Из-за угла показался полицейский, и дядюшка направил его в ресторан. Отца вместе с буршами отвели в участок, но дядя пошел за ним, и отца сразу же выпустили.
У дядюшки в Праге был дом, а в нем – большая восьмикомнатная квартира. В двух комнатах жила его незамужняя сестра, на пятнадцать лет моложе его. Ее черные волосы были подстрижены по-мужски коротко, и ходила она обычно в брюках. Дядюшка называл ее «паршивой овцой». Она была коммунисткой, и полиция часто задерживала ее за скандальные нарушения общественного порядка на демонстрациях. Но всякий раз отпускала.
Когда я однажды был у дяди в гостях, она пригласила меня к себе в комнату. У нее сидел какой-то господин в белой рубашке, похожий на теннисиста после игры; он все время улыбался, показывая белые зубы. Тетя курила фиолетовую сигарету в полуметровом мундштуке, называла мужчину Юлечкой и подливала ему вино в стакан. Он потом спросил меня:
– Бобочка, кем ты хочешь быть?
Я ответил, что хочу стать управляющим банка.
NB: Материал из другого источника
PR #1210, opened 2016-01-13
BamQc builds its workflow with WorkflowBuilder.

tmooney:
This was already converting to WorkflowBuilder to run the workflow; now it builds that way, too!


davidlmorton:
+1 You're really cranking these conversions out!

mkiwala:
+1 :koala:

PR #1211, opened 2016-01-14
Remove Msi model commands.

tmooney:
The `Msi` build class was removed in 5f3a96bc2d72199a18f1f8d7ceeb574430c93e03.

These commands were not updated to account for UUID build IDs, so it seems unlikely they have been run recently!  This removes some references to `Workflow::Simple` without updating them to use `Genome::WorkflowBuilder`.


acoffman:
+1

brummett:
+1

PR #1212, opened 2016-01-14
Call recursively_set_log_dir on an object whose class implements it.

tmooney:
#1206 had a bug in it. This corrects the mistake.


acoffman:
+2

PR #1213, opened 2016-01-14
Remove SmrtAnalysis GMT tools.

tmooney:
These tools show no usage since the beginning of recordkeeping in the usage log.  These would need to be updated to `WorkflowBuilder`, but instead this PR deletes them.


acoffman:
+1

`+0 −7,200` :tada:

brummett:
+1

PR #1214, opened 2016-01-14
Remove unused CCSVCF includes.

tmooney:
This doesn't really use `Workflow` since it was converted to a Process as part of #429.


acoffman:
+1

dufeiyu:
+1

PR #1216, opened 2016-01-19
It is reference_sequence_build not reference_build

dufeiyu:
This bug of RnaSeq build property name is from #1195 and causing jenkins rnaseq test build failures. It needs a early merge.


susannasiebert:
+2 once tests pass.

PR #1267, opened 2016-02-22
don't copy config if to and from projects are the same

chrisamiller:


chrisamiller:
Guess how i figured out you could do this... :rage3:

lib/perl/Genome/Config/AnalysisProject/Command/CopyConfig.pm
```diff
@@ -50,6 +50,11 @@ sub execute {
     my $from_project = $self->from_project;
     my $to_project = $self->to_project;
 
+    if($from_project->id eq $to_project->id){
+        $self->error_message("To and From projects cannot be the same");
+        return 0;
```
tmooney: I think we usually `return;` rather than `return 0;` in this circumstance.

tmooney:
+1, yeah, that's a bummer!

chrisamiller:
Sure thing - updated.

brummett:
+1

PR #1269, opened 2016-02-23
AnP Replace Model Uses Config Profile

ebelter:
Extract the process model get/create from CQID into config profile so that both CQID and the replace model command can use it.

### DIFF
--- a/lib/perl/Genome/Config/AnalysisProject/Command/ReplaceModel.t
+++ b/lib/perl/Genome/Config/AnalysisProject/Command/ReplaceModel.t
@@ -4,18 +4,18 @@ use strict;
 use warnings;
 
 BEGIN {
+    $SIG{__DIE__} = sub{ Carp::confess(@_); };
     $ENV{UR_DBI_NO_COMMIT} = 1;
     $ENV{UR_COMMAND_DUMP_STATUS_MESSAGES} = 1;
     $ENV{UR_COMMAND_DUMP_DEBUG_MESSAGES} = 1;
 };
 
-use Test::Exception;
-use Test::More tests => 4;
-
 use above 'Genome';
-#use Genome::Test::Factory::AnalysisProject;
 use Genome::Test::Factory::DiskAllocation;
 use Genome::Test::Factory::InstrumentData::Solexa;
+
+use Test::Exception;
+use Test::More tests => 4;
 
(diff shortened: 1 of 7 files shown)


ebelter:
As suggested by @tmooney  in https://github.com/genome/genome/pull/1215.

lib/perl/Genome/Config/AnalysisProject/Command/ReplaceModel.t
```diff
@@ -5,25 +5,31 @@ use warnings;
...
+    $ENV{UR_COMMAND_DUMP_STATUS_MESSAGES} = 1;
+    $ENV{UR_COMMAND_DUMP_DEBUG_MESSAGES} = 1;
 };
 
 use Test::Exception;
 use Test::More tests => 4;
 
 use above 'Genome';
-use Genome::Test::Factory::AnalysisProject;
+#use Genome::Test::Factory::AnalysisProject;
```
tmooney: Looks like this line could be removed.

lib/perl/Genome/Config/Profile/Item.pm
```diff
@@ -183,7 +183,7 @@ sub _is_created {
 sub is_current {
     my $self = shift;
 
-    return $self->status ne 'disabled' and $self->analysis_project->is_current;
+    return $self->status ne 'disabled' && $self->analysis_project->is_current;
```
tmooney: Good catch!

tmooney:
+1.

Originally `Genome::Config::Profile` was supposed to be "dumb" rather than knowing what to do with all the configuration, but it seems like a reasonable place to put it since it can't live in CQID anymore.

ebelter:
@tmooney Interesting. I chose Profile because it seemed like a common component. Although it wasn't completely clear where it should go. If you have a suggestion, I would be up for thinking about it.

tmooney:
@ebelter One option might be a new class called `Genome::Config::Profile::Interpreter` or somesuch?  But this seems fine to me as-is, as long as we don't plan on more functionality accreting here in the future.  (Maybe @acoffman has an opinion?)

acoffman:
This looks good to me. As @tmooney mentioned, `Config::Profile` was initially intended to be a dumb class; however, this seems like a legitimate reason for moving this functionality there.

+1

PR #1272, opened 2016-02-24
Remove disused "CompleteGenomics" GMTs.

tmooney:
The underlying binaries required to use these are no longer installed.


acoffman:
+1

susannasiebert:
+1

PR #1276, opened 2016-02-24
Remove unfinished "Sword" GMTs.

tmooney:
This was started in 2013, but it looks like it was never fully implemented.


acoffman:
+2

dufeiyu:
+1

PR #1278, opened 2016-02-25
AlignmentResult uses the AlignmentSummary GMT.

tmooney:
(The alternative here would be to remove the `AlignmentSummary` GMT tree.)


dufeiyu:
+1

susannasiebert:
+1

PR #1279, opened 2016-02-25
Remove Genome::UpdateHistory.

tmooney:
It points to an Oracle table but uses the Postgres datasource, so it seems unlikely anything uses it.


brummett:
+1

susannasiebert:
+1

PR #1280, opened 2016-02-25
Remove Remnants of old Perl-based DruggableGene.

tmooney:
The current version is at [genome/dgi-db](https://github.com/genome/dgi-db).


susannasiebert:
+1

brummett:
+1

PR #1281, opened 2016-02-25
Configure permissions on tempdir when using LSF location.

tmooney:
This is intended to allow for easier inspection and debugging of in-progress workflow steps.


ebelter:
+1

brummett:
+1

PR #1283, opened 2016-02-26
Build volume lister command

brummett:
Another attempt at a lister for allocations/volumes connected to a build

This one inherits from UR::Object::Command::List, but it's complicated by the fact that --filter applies to the builds you're interested in inspecting, it collects Allocation Set objects related to those builds, then --show applies to those Sets.

### DIFF
--- a/lib/perl/Genome/Model/Build.pm
+++ b/lib/perl/Genome/Model/Build.pm
@@ -75,7 +75,8 @@ class Genome::Model::Build {
         subject => { is => 'Genome::Subject', via => 'model' },
         processing_profile => { is => 'Genome::ProcessingProfile', via => 'model' },
         run_by => { is => 'Text', doc => 'the user whose build is run' },
-        status => { is => 'Text', doc => 'the current status of the build' },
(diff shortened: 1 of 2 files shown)


tmooney:
It'd be nice to quiet these warnings:
```
Subroutine Genome::Model::Build::Command::ListVolumes::subject_class_name redefined at .../lib/perl/Genome/Model/Build/Command/ListVolumes.pm line 72.
Subroutine Genome::Model::Build::Command::ListVolumes::subject_class_name redefined at .../lib/perl/Genome/Model/Build/Command/ListVolumes.pm line 63.
Subroutine Genome::Model::Build::Command::ListVolumes::subject_class_name redefined at .../lib/perl/Genome/Model/Build/Command/ListVolumes.pm line 72.
```

+1, otherwise--this was pretty fast and four queries, even when listing volumes for an entire Analysis Project!

brummett:
Oops.  I've been running it with dump-sql turned on and didn't notice the warnings.  Added another commit to fix that

PR #1284, opened 2016-02-26
Epitope length needs to be of Integer data type instead of Text

susannasiebert:
Jasreet tried to run the epitope predicition command with epitope_length set to "8,9,10" expecting this to be an is_many property. Because the data type was set to Text she was able to successfully dispatch the workflow but it failed down the line because the underlying tool expects this to be a single integer. Setting the data type to Integer would throw an error if this parameter was set to something like the above.

Down the line we might want to consider making this an is_many property and running this workflow as a parallel by.


brummett:
+1

acoffman:
+1

PR #1285, opened 2016-02-29
Qc build metric report

jasonwalker80:
Additional option to output metrics as TSV.  Two profiles, one for WGS and one for exome, that determine the output columns for each config type.


lib/perl/Genome/Qc/Command/BuildMetrics.pm
```diff
@@ -118,4 +144,138 @@ sub _calculate_haploid_coverage {
...
+
+    # Initialize as undefined
+    $data->{'microarray_chipmix'} = undef;
+    $data->{'microarray_freemix'} = undef;
+    
+    my $build = Genome::Model::Build->get($qc_metric_result->{build_id});
+
+    my %build_vbid_results;
+    for my $vbid (grep { $_->class eq 'Genome::InstrumentData::VerifyBamIdResult'} $build->results) {
+        # Not sure why but the results are not unique.  Duplicates are returned from build.
```
susannasiebert: There has been a recent change to `$build->results` so that only unique results are returned. See https://github.com/genome/genome/pull/1262

susannasiebert: To go into a bit more detail of why `results` used to be non-unique: There can be multiple `result_users` associations between one software result and one builds using different labels. Changing it to look at  `result_associations` only gives unique results.

jasonwalker80: The comment and dedup via hash was made before the duplicate result issue was known.  A new commit was made to remove the comment and the verifyBamId dedup.

lib/perl/Genome/Qc/Command/BuildMetrics.pm
```diff
@@ -118,4 +144,135 @@ sub _calculate_haploid_coverage {
...
+
+#These results only exist from running SomaticValidation models on the same instrument data
+sub _add_microarray_vbid_result_metrics_to_hash_ref {
+    my $self = shift;
+    my $qc_metric_result = shift;
+    my $data = shift;
+
+    my $build = Genome::Model::Build->get($qc_metric_result->{build_id});
+
+    my $vbid = grep { $_->class eq 'Genome::InstrumentData::VerifyBamIdResult'} $build->results;
```
tmooney: This should be `my ($vbid) = ...` or else it will get the number of matches instead of the result itself.

jasonwalker80: Thanks @tmooney, fixed.

lib/perl/Genome/Qc/Command/BuildMetrics.pm
```diff
@@ -118,4 +144,135 @@ sub _calculate_haploid_coverage {
...
+        for my $qc_metric_result(@$qc_metric_results) {
+            my $data = $self->_base_hash_ref_for_qc_metric_result($qc_metric_result);
+            $data->{'mean_target_coverage'} = $qc_metric_result->{MEAN_TARGET_COVERAGE};
+            $data->{'pct_usable_bases_on_target'} = $qc_metric_result->{PCT_USABLE_BASES_ON_TARGET};
+            $data->{'pct_target_bases_20x'} = $qc_metric_result->{PCT_TARGET_BASES_20X};
+            $data->{'pct_exc_off_target'} = $qc_metric_result->{PCT_EXC_OFF_TARGET};
+            $data->{'pct_exc_dupe'} = $qc_metric_result->{PCT_EXC_DUPE};
+            $data->{'pct_exc_overlap'} = $qc_metric_result->{PCT_EXC_OVERLAP};
+            $data->{'pct_exc_mapq'} = $qc_metric_result->{PCT_EXC_MAPQ};
+            $data->{'pct_exc_baseq'} = $qc_metric_result->{PCT_EXC_BASEQ};
```
tmooney: These could be:
```perl
for my $column (@headers) {
  $data->{$column} = $qc_metric_result->{uc $column};
}
```

tmooney:
The TSV case seems a lot more complicated than the YAML case.

Is the work that it's doing making assumptions about what metrics are included in the QC configuration?  If so that seems like it could cause trouble when we decide to change the default configurations.

lib/perl/Genome/Qc/Command/BuildMetrics.pm
jasonwalker80: It's not quite that simple, but yes all the exome metric hash keys do happen to be the uppercase of the column header.  I made a change to reduce the redundancy.

jasonwalker80:
The tsv IS more complicated.  This commit is intended to replace a perl script that parsed the YAML and did the same thing for the QC group.  I'd prefer not having to maintain that custom perl script in my personal bin.  

It's true that a change in configuration could break this report function.  Any changes in production QC would have to be handled another way or concurrent changes made to this command to support it.  For instance, Aye requested that MEAN_INSERT_SIZE be added as a metric in the TSV output.  It's available as a metric for each library but not reported by default in TSV format.

tmooney:
+1; a QC Config change should just result in `NA`s, so I'm not too worried about it.

jasonwalker80:
@susannasiebert additional comments or suggestions?

susannasiebert:
Looks good to me. +1

PR #1286, opened 2016-02-29
Consolidate GMT TestHelpers into Genome::Utility::Test.

tmooney:
There are a bunch of TestHelpers modules out there.  This removes two of them; more could probably be at least partially consolidated as well.


brummett:
Sounds good.
+1

acoffman:
+1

– Но ведь будет революция, – сказала тетя. – И тебя, буржуйчика, ликвидируют.
Она смотрела на меня в упор своими черными глазами, и мне стало страшно: я не знал, что означает слово «ликвидировать», но боялся спросить. И тут господин в белой рубашке произнес:
– Пожалуй, да, Павла, – и, повернувшись ко мне, снова спросил: – Так, значит, ты, молодой человек, хочешь быть управляющим банка?
– Нет, – ответил я, с испугом глядя на него. – Водолазом.
Господин в белой рубашке расхохотался и сказал:
– Ну, это совсем другое дело. Это достойная профессия. – Он улыбнулся мне, со смехом похлопал тетю по плечу, тетя тоже чуть улыбнулась, и я перестал бояться.
Когда пришел Гитлер, тетя бежала за границу, и мы больше о ней не слышали. После войны она не вернулась.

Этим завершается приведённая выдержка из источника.